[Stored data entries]
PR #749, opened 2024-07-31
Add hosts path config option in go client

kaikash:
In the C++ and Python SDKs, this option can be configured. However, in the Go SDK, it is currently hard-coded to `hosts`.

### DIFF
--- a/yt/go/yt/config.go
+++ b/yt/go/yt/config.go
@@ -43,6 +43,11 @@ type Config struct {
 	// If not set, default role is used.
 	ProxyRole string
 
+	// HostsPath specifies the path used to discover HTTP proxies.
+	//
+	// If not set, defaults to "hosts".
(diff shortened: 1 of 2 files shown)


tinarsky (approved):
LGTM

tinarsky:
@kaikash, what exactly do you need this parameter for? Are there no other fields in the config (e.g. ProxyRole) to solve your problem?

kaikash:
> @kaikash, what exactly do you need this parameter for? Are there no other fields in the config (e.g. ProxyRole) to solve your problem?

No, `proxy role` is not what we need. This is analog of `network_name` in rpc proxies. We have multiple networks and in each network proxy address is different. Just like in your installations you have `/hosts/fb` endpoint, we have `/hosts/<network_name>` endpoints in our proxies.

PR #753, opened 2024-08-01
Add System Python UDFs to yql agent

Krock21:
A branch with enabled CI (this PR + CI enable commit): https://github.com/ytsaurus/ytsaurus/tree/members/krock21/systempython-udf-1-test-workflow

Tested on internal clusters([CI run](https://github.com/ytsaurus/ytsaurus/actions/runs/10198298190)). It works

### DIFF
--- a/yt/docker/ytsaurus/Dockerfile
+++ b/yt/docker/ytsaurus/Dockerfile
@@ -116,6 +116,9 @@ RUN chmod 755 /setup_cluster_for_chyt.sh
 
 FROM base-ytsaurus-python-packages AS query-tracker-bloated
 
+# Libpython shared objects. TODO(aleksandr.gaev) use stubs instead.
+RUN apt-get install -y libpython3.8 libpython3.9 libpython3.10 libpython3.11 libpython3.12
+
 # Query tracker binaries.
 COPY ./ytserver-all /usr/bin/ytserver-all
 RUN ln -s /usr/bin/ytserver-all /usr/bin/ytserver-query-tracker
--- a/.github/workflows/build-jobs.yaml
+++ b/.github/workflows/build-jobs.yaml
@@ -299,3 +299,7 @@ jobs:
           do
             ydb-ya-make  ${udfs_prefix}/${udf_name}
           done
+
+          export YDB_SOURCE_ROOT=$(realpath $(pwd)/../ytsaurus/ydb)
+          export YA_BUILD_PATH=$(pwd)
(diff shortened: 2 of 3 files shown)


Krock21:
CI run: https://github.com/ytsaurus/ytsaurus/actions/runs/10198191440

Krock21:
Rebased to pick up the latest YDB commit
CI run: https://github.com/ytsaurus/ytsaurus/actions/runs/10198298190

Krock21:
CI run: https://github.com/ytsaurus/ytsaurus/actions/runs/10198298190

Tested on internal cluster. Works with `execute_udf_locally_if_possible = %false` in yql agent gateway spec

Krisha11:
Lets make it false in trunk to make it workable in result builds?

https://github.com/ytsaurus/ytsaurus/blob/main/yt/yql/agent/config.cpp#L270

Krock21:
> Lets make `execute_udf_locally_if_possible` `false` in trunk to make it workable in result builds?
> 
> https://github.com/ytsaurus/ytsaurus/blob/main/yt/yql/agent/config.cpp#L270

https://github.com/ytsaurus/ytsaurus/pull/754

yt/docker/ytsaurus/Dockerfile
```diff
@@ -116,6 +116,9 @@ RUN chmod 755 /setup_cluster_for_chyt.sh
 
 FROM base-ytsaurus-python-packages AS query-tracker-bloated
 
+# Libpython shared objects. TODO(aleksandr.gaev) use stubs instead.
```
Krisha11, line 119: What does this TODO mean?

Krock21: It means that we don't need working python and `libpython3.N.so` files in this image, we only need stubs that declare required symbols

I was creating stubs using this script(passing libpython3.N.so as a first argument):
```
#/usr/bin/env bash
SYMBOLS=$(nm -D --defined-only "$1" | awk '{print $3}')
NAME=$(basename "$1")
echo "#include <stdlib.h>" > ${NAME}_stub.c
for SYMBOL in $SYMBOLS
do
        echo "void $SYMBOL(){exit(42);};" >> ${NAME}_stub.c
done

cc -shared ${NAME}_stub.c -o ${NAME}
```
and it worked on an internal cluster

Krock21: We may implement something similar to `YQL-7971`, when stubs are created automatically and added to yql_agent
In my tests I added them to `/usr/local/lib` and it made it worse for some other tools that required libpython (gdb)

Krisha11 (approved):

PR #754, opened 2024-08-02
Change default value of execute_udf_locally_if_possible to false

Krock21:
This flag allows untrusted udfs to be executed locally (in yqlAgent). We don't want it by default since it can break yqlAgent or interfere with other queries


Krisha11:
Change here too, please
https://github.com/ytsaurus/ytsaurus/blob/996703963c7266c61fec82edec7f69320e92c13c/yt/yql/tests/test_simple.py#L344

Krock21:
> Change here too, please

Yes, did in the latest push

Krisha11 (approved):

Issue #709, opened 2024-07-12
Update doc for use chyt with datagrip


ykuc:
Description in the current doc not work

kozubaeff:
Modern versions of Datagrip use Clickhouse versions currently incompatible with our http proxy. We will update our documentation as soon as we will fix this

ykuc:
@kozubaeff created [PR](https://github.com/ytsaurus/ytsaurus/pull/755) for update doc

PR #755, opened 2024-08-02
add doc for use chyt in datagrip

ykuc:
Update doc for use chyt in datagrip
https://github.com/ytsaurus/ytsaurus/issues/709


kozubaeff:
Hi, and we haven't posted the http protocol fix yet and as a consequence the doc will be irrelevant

**Activity**:
Lines above with the string "ProxyRole" need to be found and copied.

**Answer box**:
 	ProxyRole string
@kaikash, what exactly do you need this parameter for? Are there no other fields in the config (e.g. ProxyRole) to solve your problem?
> @kaikash, what exactly do you need this parameter for? Are there no other fields in the config (e.g. ProxyRole) to solve your problem?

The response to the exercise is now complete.